*Problem description*:
As the answer, set down the lines below from the one containing "- Synchronize history" through the one containing "- Cover the", exactly and inclusively, and no others.

*The data*:

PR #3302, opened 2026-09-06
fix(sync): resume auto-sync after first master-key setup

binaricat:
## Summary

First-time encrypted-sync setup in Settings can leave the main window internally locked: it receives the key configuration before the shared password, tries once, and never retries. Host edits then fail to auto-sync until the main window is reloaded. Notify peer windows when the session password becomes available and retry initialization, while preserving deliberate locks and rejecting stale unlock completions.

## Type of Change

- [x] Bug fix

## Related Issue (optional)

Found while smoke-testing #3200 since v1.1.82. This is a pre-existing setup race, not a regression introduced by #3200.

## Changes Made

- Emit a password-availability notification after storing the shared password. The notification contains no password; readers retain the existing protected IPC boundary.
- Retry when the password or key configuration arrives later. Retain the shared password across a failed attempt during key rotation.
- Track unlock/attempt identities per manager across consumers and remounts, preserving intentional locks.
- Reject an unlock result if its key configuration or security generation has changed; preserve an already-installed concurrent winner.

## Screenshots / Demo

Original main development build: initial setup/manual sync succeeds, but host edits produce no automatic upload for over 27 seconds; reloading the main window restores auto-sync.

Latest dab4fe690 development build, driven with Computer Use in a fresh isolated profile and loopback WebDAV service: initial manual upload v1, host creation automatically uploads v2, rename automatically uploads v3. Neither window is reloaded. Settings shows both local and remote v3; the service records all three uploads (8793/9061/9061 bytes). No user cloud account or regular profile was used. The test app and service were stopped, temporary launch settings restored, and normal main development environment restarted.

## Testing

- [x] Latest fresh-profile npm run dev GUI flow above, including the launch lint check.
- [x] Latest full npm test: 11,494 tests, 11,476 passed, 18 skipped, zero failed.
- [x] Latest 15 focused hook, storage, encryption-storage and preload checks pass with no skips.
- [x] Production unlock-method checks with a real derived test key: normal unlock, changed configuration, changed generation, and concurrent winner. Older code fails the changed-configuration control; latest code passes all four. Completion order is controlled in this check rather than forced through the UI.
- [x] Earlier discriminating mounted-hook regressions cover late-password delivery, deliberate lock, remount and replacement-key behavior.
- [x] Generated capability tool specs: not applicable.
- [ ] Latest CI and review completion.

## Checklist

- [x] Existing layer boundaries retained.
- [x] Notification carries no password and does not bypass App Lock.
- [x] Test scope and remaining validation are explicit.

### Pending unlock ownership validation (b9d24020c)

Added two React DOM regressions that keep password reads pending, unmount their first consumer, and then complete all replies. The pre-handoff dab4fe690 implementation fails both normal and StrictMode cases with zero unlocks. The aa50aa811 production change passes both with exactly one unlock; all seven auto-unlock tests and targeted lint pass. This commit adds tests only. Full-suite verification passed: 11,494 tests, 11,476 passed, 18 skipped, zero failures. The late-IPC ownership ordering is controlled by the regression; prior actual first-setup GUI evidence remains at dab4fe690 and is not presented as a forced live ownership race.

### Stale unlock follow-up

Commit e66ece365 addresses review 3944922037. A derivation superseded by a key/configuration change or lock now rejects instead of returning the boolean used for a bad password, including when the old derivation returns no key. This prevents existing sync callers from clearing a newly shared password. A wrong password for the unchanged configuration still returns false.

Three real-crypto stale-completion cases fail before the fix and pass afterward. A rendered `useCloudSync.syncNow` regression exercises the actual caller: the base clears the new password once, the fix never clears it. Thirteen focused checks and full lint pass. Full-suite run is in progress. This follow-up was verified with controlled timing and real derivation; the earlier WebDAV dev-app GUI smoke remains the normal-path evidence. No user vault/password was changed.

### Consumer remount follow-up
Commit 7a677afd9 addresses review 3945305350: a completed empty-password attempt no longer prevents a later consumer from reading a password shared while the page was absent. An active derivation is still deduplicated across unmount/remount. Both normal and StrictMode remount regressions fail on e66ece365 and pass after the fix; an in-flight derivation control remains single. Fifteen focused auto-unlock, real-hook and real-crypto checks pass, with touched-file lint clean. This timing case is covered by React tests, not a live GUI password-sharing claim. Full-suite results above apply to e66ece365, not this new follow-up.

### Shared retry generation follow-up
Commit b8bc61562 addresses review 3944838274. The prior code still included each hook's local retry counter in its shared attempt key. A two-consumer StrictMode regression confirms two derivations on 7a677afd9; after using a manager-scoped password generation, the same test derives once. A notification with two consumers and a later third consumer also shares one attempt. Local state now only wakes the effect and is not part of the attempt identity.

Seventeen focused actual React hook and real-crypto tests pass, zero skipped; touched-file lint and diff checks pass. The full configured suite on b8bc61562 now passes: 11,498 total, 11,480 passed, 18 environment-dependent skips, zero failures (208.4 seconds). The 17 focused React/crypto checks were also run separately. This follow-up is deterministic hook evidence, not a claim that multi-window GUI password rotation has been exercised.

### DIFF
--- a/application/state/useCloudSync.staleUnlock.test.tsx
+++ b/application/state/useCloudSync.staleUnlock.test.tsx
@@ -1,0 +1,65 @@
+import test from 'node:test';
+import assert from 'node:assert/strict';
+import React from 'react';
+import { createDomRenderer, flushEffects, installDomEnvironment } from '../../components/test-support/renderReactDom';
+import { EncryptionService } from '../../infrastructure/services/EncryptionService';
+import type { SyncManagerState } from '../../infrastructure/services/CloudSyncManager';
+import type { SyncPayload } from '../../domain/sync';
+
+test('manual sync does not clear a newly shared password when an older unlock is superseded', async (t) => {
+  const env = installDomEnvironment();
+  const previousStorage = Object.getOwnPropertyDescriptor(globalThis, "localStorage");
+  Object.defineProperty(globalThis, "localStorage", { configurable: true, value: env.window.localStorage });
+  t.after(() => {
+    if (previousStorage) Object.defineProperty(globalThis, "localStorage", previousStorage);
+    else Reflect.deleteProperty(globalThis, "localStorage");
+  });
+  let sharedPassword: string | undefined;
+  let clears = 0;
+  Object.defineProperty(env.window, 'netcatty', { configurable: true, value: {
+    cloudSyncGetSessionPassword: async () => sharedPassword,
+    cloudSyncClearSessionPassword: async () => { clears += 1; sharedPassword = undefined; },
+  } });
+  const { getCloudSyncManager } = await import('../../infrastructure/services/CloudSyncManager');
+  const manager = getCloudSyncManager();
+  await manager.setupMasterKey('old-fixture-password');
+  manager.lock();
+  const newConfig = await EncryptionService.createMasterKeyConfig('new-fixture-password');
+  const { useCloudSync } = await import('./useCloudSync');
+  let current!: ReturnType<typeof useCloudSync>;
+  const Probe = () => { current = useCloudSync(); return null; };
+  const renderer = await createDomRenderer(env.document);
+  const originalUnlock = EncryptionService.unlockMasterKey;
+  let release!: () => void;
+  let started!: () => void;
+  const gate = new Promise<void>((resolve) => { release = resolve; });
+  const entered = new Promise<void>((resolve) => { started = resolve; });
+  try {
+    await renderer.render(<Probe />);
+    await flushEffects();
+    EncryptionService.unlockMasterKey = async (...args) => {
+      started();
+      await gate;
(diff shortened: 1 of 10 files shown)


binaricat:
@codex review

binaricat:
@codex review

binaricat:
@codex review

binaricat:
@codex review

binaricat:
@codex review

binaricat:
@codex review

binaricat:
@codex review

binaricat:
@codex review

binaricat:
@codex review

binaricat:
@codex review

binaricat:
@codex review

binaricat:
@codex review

---

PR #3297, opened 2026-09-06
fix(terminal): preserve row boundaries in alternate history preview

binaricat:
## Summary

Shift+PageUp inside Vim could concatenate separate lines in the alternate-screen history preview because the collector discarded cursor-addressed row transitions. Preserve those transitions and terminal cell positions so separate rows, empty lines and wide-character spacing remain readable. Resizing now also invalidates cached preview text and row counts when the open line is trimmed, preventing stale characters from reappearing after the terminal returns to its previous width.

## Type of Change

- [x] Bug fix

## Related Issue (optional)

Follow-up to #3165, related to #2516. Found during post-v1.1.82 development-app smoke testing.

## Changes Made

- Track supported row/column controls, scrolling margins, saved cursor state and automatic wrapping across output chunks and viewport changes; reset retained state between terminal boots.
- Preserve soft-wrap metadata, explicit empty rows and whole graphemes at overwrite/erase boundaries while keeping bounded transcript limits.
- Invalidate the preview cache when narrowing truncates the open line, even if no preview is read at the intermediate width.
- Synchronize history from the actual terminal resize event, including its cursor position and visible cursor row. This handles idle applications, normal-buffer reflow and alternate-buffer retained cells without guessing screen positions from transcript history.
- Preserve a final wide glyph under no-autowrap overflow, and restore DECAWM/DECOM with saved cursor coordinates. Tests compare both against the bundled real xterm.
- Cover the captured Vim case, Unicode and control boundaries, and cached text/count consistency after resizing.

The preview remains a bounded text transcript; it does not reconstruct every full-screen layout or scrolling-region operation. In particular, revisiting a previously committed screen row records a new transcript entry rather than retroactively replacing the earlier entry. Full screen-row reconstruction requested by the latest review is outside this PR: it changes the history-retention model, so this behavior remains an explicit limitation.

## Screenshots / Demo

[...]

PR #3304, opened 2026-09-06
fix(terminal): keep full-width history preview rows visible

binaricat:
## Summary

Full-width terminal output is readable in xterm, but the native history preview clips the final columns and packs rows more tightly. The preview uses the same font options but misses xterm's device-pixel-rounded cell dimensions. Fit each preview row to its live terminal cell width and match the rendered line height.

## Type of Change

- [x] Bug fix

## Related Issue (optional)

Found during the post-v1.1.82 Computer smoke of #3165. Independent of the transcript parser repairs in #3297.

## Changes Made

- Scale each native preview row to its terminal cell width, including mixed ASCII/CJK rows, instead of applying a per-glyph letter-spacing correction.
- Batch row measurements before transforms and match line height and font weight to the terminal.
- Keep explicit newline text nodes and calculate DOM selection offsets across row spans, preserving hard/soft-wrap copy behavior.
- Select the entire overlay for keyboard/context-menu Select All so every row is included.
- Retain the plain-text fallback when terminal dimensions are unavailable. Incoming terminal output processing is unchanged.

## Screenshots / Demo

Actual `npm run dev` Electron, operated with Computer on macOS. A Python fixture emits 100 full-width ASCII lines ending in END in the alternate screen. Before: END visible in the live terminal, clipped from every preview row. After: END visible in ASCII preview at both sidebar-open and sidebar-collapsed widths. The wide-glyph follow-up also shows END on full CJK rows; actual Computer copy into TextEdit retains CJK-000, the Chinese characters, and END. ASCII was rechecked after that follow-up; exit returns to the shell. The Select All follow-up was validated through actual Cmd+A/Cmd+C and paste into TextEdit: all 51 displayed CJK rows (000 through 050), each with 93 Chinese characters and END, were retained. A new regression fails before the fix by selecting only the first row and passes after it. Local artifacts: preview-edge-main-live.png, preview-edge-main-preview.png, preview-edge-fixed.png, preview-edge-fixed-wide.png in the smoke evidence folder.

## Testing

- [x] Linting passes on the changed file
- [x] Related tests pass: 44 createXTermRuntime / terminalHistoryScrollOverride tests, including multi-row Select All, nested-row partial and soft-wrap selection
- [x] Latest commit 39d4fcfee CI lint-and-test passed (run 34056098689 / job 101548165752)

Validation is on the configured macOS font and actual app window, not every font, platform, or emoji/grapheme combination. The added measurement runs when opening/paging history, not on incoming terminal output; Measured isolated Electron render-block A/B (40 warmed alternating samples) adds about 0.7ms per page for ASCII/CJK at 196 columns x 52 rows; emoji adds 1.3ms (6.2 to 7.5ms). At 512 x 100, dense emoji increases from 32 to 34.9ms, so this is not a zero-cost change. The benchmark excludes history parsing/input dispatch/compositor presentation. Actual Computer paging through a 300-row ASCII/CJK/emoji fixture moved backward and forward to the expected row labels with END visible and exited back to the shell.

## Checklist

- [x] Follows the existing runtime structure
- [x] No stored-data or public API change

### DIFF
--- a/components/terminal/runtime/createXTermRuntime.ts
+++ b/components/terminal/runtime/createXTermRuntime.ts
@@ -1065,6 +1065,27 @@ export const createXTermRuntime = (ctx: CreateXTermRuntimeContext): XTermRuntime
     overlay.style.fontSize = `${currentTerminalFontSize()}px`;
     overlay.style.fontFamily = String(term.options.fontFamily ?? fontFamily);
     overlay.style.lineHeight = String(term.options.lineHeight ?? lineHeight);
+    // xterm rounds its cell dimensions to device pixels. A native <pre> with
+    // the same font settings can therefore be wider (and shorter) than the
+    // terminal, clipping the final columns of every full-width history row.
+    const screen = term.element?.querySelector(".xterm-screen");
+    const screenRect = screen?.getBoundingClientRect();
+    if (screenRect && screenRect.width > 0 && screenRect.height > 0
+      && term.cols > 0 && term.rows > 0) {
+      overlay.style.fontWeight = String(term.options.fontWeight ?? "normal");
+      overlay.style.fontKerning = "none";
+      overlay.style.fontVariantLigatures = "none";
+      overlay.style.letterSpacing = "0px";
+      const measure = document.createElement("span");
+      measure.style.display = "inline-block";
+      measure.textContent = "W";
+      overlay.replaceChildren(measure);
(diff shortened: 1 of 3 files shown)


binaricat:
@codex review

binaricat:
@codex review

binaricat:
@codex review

*Output for this exercise*:
- Synchronize history from the actual terminal resize event, including its cursor position and visible cursor row. This handles idle applications, normal-buffer reflow and alternate-buffer retained cells without guessing screen positions from transcript history.
- Preserve a final wide glyph under no-autowrap overflow, and restore DECAWM/DECOM with saved cursor coordinates. Tests compare both against the bundled real xterm.
- Cover the captured Vim case, Unicode and control boundaries, and cached text/count consistency after resizing.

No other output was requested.